┌──

PR #3277, opened 2025-12-29
Increase number of axis that could be reduced.

mmatuszak85:
I'm working with a Conformer model that requires more 2 axis during reduction. Without that change Address and Memory sanitizers are reporting errors.


ddavis-2015:
@mmatuszak85 Thank you for your interest in TFLM and for contributing to its improvement!  You PR has been superseded by PR #3281, and will now be closed.

PR #3296, opened 2026-01-12
[Dep] Upgraded Flatbuffer to 25.9.23

veblush:
This update upgrades FlatBuffers to v25.9.23. Beyond the standard version bump, this includes a few major modifications:

- Refined `flatbuffers.patch` to avoid dynamic allocation.
- To comply with the new requirement to `Reset()` builders after serialization, each model now utilizes its own dedicated builder instance. This prevents shared-instance conflicts and unintended data removal.
- Memory Alignment: Integrated `alignas` specifiers across test datasets to meet strict platform-specific alignment standards.

BUG=n/a

### DIFF
--- a/tensorflow/lite/micro/memory_helpers_test.cc
+++ b/tensorflow/lite/micro/memory_helpers_test.cc
@@ -207,9 +207,9 @@ TF_LITE_MICRO_TEST(TestBytesRequiredForTensor) {
 
 TF_LITE_MICRO_TEST(TestAllocateOutputDimensionsFromInput) {
   constexpr int kDimsLen = 4;
-  alignas(TfLiteIntArray) int input1_dims[] = {1, 1};
-  alignas(TfLiteIntArray) int input2_dims[] = {kDimsLen, 5, 5, 5, 5};
-  alignas(TfLiteIntArray) int output_dims[] = {0, 0, 0, 0, 0};
+  int input1_dims[] = {1, 1};
+  int input2_dims[] = {kDimsLen, 5, 5, 5, 5};
+  int output_dims[] = {0, 0, 0, 0, 0};
   TfLiteTensor input_tensor1 = tflite::testing::CreateTensor<int32_t>(
       nullptr, tflite::testing::IntArrayFromInts(input1_dims));
   TfLiteTensor input_tensor2 = tflite::testing::CreateTensor<int32_t>(


tensorflow/lite/micro/kernels/if_test.cc
```diff
@@ -135,7 +135,7 @@ TF_LITE_MICRO_TEST(IfShouldInvokeSubgraphConditionTrue) {
 }
 
 TF_LITE_MICRO_TEST(IfShouldInvokeSubgraphConditionFalse) {
-  constexpr int kArenaSize = 5000;
+  constexpr int kArenaSize = 16384;
```
ddavis-2015: @veblush Thats a big increase in arena size.  Any ideas why this expansion happened?

tensorflow/lite/micro/kernels/if_test.cc
```diff
@@ -163,7 +163,7 @@ TF_LITE_MICRO_TEST(IfShouldInvokeSubgraphConditionFalse) {
 }
 
 TF_LITE_MICRO_TEST(IfShouldNotOverwriteTensorAcrossSubgraphs) {
-  constexpr int kArenaSize = 5000;
+  constexpr int kArenaSize = 16384;
```
ddavis-2015: @veblush Same as line 138 question

tensorflow/lite/micro/tools/make/flatbuffers.patch
```diff
@@ -79,10 +82,10 @@ index 8e8cac14..52dae316 100644
            return d;
 +#endif
          }
-         case FBT_VECTOR: return static_cast<double>(AsVector().size());
-         case FBT_BOOL:
```
ddavis-2015, line 83: FBT_BOOL is no more?

tensorflow/lite/micro/micro_allocation_info_test.cc
```diff
@@ -76,7 +76,7 @@ TF_LITE_MICRO_TEST(TestSingleSubgraphWithIntermediates) {
 }
 
 TF_LITE_MICRO_TEST(TestMultiSubgraphWithIf) {
-  constexpr int kArenaSize = 1024;
+  constexpr int kArenaSize = 2048;
```
ddavis-2015: @veblush Did the updated flatbuffers library cause the model schema to expand in  size?

tensorflow/lite/micro/test_helpers.cc
```diff
@@ -1939,10 +1936,9 @@ const Model* GetNoOpModelWithTensorShape(
 const Tensor* Create1dFlatbufferTensor(int size, bool is_variable) {
   using flatbuffers::Offset;
   flatbuffers::FlatBufferBuilder* builder = BuilderInstance();
-  constexpr size_t tensor_shape_size = 1;
-  const int32_t tensor_shape[tensor_shape_size] = {size};
+  std::vector<int32_t> shape = {size};
```
ddavis-2015: @veblush will the verboten std::vector port to non x86 platforms?

tensorflow/lite/micro/kernels/if_test.cc
veblush: Reverted.

tensorflow/lite/micro/micro_allocation_info_test.cc
veblush: Reverted.

tensorflow/lite/micro/test_helpers.cc
veblush: Reverted.

tensorflow/lite/micro/kernels/if_test.cc
veblush: Reverted.

tensorflow/lite/micro/tools/make/flatbuffers.patch
veblush: This isn't part of the changes?

tensorflow/lite/micro/compression/metadata_saved.h
ddavis-2015, line 1: I thought this file was generated?  Should ask @rkuester about it.

tensorflow/lite/micro/memory_helpers_test.cc
```diff
@@ -23,7 +24,8 @@ namespace {
 // This just needs to be big enough to handle the array of 5 ints allocated
 // in TestAllocateOutputDimensionsFromInput below.
 const int kGlobalPersistentBufferLength = 100;
-char global_persistent_buffer[kGlobalPersistentBufferLength];
+alignas(TfLiteIntArray) char global_persistent_buffer
```
ddavis-2015: @veblush this should be 
```
const int kGlobalPersistentBufferLength = 5;
int global_persistent_buffer[kGlobalPersistentBufferLength];
```

no alignment attributes

tensorflow/lite/micro/testing_helpers_test.cc
```diff
@@ -111,7 +113,7 @@ TF_LITE_MICRO_TEST(CreateSymmetricPerChannelQuantizedTensor) {
   TfLiteIntArray* dims = tflite::testing::IntArrayFromInts(dims_arr);
 
   int zero_points[channels + 1];
-  float scales[channels + 1];
+  alignas(tflite::MicroArenaBufferAlignment()) float scales[channels + 1];
```
ddavis-2015: no alignment attribute should be used

veblush: Done.

tensorflow/lite/micro/memory_helpers_test.cc
veblush: I think it still needs it because FakeAllocatePersistentBuffer is supposed to return aligned memory like others;
https://github.com/tensorflow/tflite-micro/blob/b46e68e79f267ee3af6ddb075df723540eddaae6/tensorflow/lite/micro/micro_allocator.cc#L690-L693

tensorflow/lite/micro/compression/metadata_saved.h
rkuester: It is. [BUILD](https://github.com/veblush/tflite-micro/blob/ad6ce83b3eac5a92c3e969313c3f06891277fade/tensorflow/lite/micro/compression/BUILD) contains instructions for updating. Hopefully these changes are generated too. There's a unit test that should fail if the generated and checked-in files aren't the same.

PR #92, opened 2015-11-09
Configurable exit code mapper for cli

dsipasseuth:
This is my contribution for adding exit code mapping to SalesForce Data Loader CLI.

Via Spring xml file, it is now possible to attach a exit code mapper. 
By default it have one with old behavior (always return 0 and return -1 on any technical error)

Happy Review


rjmazzeo:
Nice work. I just got back from being out of the office for a few weeks. So, pardon me if I take a day or two to review before merging. Thanks for adding the unit tests.

dsipasseuth:
Hi, 

Just asking for some news.

Any troubles with merging ?

rjmazzeo:
Hah, last week the madness continued on a different project. I should be able to look at this tomorrow. I apologize for the long delay on getting to this.

rjmazzeo:
Ok... from a review standpoint the only issue I want to be sure of is we we not requiring people to update their configs, or did you encounter issues with the old format?

Will pull local and review usages.

dsipasseuth:
In the bean definition, you just have to add

```xml
<bean id="someid" class="com.salesforce.dataloader.process.ProcessRunner" scope="prototype" lazy-init="true">
[....]
<property name="exitCodeMapper">
        <bean class="com.salesforce.dataloader.process.ExitCodeMapper">
        <property name="onSuccess" value="0" />
        <property name="onException" value="1" />
        <property name="onNoDataFound" value="2" />
        <property name="onNoneSucceed" value="3" />
        <property name="onPartialSuccess" value="4" />
        <property name="apiFaultExitCodeMapper">
            <map key-type="java.lang.String" value-type="java.lang.Integer">
                <entry key="INVALID_LOGIN" value="200" />
            </map>
        </property>
        <property name="asyncApiExitCodeMapper">
            <map key-type="java.lang.String" value-type="java.lang.Integer">
                <entry key="Timeout" value="300" />
            </map>
        </property>
    </bean>
    </property>
    <property name="progressMonitor">
        <bean class="com.salesforce.dataloader.action.progress.ReportCountProgressAdapter" />
    </property>
[....]
</bean>
```

rjmazzeo:
Ok... sorry about the shenanigans. I ran the integration tests against this and I got 13 errors I didn't expect. They all look fixable (maybe even trivial) but we need to fix them before merging. 
Attached is the html files that intellij creates as part of a test run. One file has the 4 expected errors and the other has the 13 additional ones.

If you don't have time then I'll make time. Let me know if you rather I do and I'll add it to my worklist.

[testresults.zip](https://github.com/forcedotcom/dataloader/files/66136/testresults.zip)

dsipasseuth:
Hi,

Sorry for the long response. didn't had a lot of time to work on testing but i've made few changes on the branch.

rjmazzeo:
Integration testing is a pain right now but doable. In the back of my mind, I want to change it to use an installable package to cut down on the 30 minutes of setup an org requires. I don't have a priority or timeline for this though. Still the directions for integration testing are on the wiki. I have the org setup on my personal box so I can resolve these issues, if you would prefer. I'm just not sure on the timing.

dsipasseuth:
The thing is, i'm having more than a hundred integration test failures (some very strange like complaining oracle_id__c is not a number...). I'm working on EU (FR) instances and don't have access to v36 api right now... i've made few changes of my own to go back to v35 (not commited)

rjmazzeo:
"oracle_id__c" is not a number sounds like your intergration setup isn't working. That's a custom field that needs to be added to your test org from the setup directions here:
https://github.com/forcedotcom/dataloader/wiki/Testing-Dataloader

I really need to make the integration testing a public metadata package.

dsipasseuth:
hum... i've left this field as a number... i've changed it to text as documentation. I should have integration test up and running soon.

zefreak:
This would be very useful, what is the status?

ashitsalesforce:
Closing the PR due to long elapsed time since the request coupled with a large number of files as part of the PR (136) and conflicts.

PR #95, opened 2015-12-15
better null handling in csv output. now a ,, instead of a ,"",

dokeeffe:
Hi,
I made a change to the CSV writer if you would like to take it. It writes ,, instead of ,"", for nulls.
This will help when importing the CSV into a relational database as the "" causes problems with non char/varchar columns in the target table.
Derek


rjmazzeo:
Looks good. I'll need to run in through the integration test suite. I'll do that and let you know.

ashitsalesforce:
This is a major change touching 300+ files and that too requested 5+ years ago. Closing this PR because it is not possible to review in its current form.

└──

TASK PROMPT: Copy from the entries above each line in which the string "directions" can be found.

OUTPUT BELOW:
Integration testing is a pain right now but doable. In the back of my mind, I want to change it to use an installable package to cut down on the 30 minutes of setup an org requires. I don't have a priority or timeline for this though. Still the directions for integration testing are on the wiki. I have the org setup on my personal box so I can resolve these issues, if you would prefer. I'm just not sure on the timing.
"oracle_id__c" is not a number sounds like your intergration setup isn't working. That's a custom field that needs to be added to your test org from the setup directions here:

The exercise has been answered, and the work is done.